Wait, dammit, no. I meant day two of my freedom! To some it might seem like captivity in that I haven’t left the house since Sunday afternoon, but remember, this is all by choice. Also it’s cold  and windy out there, and, according to the Weather Panic People on TV, a storm is on its way to my part of the world, so best to stay put if you can. At least that’s what they are saying. So far there is nothing but cloud cover, although if the scary weather network music is any indication, we are practically doomed. As always, I will believe it when I have to shovel it.

So. You might be wondering “is it weird, being home and with no actual job to go to for the foreseeable future?” and it kind of is. So far this week seems as though I have just a couple of days off, you know, an extended weekend kind of thing. So it’s weird, but it’s kind of not weird at the same time. I have set up a little “office” at our kitchen table (which I have to dismantle before supper, so this might not be the optimal space for me, but it’s ok for now) and I have been digging into a few things, making some project plans, and generally just enjoying my makeup-free existence.

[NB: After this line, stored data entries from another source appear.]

PR #3075, opened 2024-10-18
feat: why not proto

paulgmiller:
**Reason for Change**:
Proto reduces memory and bandwidth needed on large clusters with initial watch? Maybe haven't rtested this

**Issue Fixed**:

**Requirements**:

- [ ] includes documentation
- [ ] adds unit tests

**Notes**:

### DIFF
--- a/npm/cmd/start_server.go
+++ b/npm/cmd/start_server.go
@@ -81,6 +81,9 @@ func startControlplane(config npmconfig.Config, flags npmconfig.Flags) error {
 		}
 	}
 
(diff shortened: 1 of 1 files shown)


rbtr:
I don't see a reason we shouldn't do this everywhere we use client-go, given we have pretty narrow k8s version support windows. Probably also impactful for retina cc @vakalapa

vakalapa:
We can get this in, but there was less to minute differences in scale or performance when Hunter tested it.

And I’m not alone. Much. My husband works from home at least 3 days each week, and our eldest son is around too. It’s only the 15-y/0 that actually has to leave the house on a regular basis for school, and so far he doesn’t appear too bitter about this situation.

The 18-y/o is part way through his gap year, and is in the process of auditioning for universities, taking music and theory lessons to help with these auditions, and looking for part-time work. Beginning in September, when school started, we have been ensuring that he is up at a regular “school day” time each morning, so he has the same routine as the rest of the family. He has been mostly fine with that. I say mostly because when you don’t actually have anything to be up for in the morning, and you’re 18, it’s hard NOT to stay up ultra late with Netflix or the PS3, right? But he’s been pretty good about it.

This morning I went into the boys’ room with the usual thinly-veiled threats about getting their arses out of bed, and while the youngest only needed to be told once, the older one could not be budged. Finally after an hour of speaking sternly go him and occasionally poking him in the ribs, he made his way downstairs.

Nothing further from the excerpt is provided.